# Task details:
From the listing below, set down exactly the lines between the one holding "asset: add ListVSPs method to TicketBuyer" and the one holding "Looks great.", inclusive. No other line is wanted.

# Dataset content:
-----
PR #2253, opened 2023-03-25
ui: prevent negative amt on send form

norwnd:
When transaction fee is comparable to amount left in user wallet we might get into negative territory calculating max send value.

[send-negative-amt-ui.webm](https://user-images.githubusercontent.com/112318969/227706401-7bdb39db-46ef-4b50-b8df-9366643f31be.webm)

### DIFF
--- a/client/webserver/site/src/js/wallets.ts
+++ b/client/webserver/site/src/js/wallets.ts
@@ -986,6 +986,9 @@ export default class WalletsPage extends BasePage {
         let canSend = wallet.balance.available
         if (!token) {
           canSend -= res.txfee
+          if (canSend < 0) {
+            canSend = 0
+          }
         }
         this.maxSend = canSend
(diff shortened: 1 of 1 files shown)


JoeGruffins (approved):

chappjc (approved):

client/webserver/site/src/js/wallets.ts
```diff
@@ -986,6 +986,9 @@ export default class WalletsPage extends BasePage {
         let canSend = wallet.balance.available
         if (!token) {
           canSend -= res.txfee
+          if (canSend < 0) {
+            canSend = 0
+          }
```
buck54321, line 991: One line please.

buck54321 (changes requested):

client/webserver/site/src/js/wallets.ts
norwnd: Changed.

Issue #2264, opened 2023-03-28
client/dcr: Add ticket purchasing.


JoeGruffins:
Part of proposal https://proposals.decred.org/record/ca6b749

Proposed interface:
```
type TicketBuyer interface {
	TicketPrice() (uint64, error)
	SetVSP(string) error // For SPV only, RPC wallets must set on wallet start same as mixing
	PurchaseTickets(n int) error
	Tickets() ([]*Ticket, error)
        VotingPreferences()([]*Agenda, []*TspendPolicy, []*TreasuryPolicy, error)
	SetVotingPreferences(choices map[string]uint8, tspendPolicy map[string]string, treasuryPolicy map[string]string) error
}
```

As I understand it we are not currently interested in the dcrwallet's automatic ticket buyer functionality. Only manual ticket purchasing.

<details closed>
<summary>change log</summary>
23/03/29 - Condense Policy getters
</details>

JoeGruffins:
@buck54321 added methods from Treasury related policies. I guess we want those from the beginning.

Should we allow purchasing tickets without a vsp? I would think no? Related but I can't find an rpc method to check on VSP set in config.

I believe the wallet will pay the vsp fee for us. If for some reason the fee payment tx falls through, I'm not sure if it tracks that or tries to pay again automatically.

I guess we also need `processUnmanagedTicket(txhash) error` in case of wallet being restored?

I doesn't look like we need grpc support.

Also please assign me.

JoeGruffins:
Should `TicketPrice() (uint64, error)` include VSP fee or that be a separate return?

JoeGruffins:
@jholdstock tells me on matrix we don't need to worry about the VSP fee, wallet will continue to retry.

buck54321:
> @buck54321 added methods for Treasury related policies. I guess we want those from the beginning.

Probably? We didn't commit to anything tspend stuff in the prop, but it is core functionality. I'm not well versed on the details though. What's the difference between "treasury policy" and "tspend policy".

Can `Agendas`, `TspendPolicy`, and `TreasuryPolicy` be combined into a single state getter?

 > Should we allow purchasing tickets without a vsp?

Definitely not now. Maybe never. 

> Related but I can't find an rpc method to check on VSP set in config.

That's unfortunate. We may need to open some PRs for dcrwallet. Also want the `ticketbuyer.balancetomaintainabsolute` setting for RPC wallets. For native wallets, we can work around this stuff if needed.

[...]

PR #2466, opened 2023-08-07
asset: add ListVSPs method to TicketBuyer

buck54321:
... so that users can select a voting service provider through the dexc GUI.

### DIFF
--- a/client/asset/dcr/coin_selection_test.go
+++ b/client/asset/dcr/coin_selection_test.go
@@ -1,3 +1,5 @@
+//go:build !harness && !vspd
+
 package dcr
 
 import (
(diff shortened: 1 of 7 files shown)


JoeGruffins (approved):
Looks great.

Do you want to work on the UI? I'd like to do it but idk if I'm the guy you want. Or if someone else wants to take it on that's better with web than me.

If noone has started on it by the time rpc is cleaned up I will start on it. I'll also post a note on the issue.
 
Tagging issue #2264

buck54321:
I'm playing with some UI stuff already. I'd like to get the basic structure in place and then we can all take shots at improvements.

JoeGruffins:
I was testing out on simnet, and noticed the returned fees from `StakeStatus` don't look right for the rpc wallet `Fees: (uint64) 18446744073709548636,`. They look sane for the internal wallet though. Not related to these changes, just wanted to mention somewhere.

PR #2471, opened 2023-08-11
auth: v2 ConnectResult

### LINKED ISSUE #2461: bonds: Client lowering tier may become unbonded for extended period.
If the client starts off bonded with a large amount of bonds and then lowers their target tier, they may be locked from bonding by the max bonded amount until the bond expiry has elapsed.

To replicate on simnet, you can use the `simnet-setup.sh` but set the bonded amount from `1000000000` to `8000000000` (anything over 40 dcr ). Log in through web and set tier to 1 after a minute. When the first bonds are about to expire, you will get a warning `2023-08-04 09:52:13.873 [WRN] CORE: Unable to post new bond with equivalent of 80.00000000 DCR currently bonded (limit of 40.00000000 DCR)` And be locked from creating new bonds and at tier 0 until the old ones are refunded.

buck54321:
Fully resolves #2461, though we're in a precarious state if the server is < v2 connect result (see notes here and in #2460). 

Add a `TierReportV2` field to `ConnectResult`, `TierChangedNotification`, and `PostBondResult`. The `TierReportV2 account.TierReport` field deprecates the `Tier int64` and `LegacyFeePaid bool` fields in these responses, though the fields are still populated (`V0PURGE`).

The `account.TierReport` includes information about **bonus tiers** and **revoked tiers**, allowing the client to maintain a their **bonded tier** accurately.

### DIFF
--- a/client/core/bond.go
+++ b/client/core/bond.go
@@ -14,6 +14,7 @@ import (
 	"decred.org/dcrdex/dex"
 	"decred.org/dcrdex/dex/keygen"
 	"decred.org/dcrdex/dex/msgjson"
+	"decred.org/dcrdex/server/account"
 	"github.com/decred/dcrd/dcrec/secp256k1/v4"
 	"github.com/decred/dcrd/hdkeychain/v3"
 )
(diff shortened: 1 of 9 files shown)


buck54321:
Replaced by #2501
-----
# Solution for this problem:
asset: add ListVSPs method to TicketBuyer

buck54321:
... so that users can select a voting service provider through the dexc GUI.

### DIFF
--- a/client/asset/dcr/coin_selection_test.go
+++ b/client/asset/dcr/coin_selection_test.go
@@ -1,3 +1,5 @@
+//go:build !harness && !vspd
+
 package dcr
 
 import (
(diff shortened: 1 of 7 files shown)


JoeGruffins (approved):
Looks great.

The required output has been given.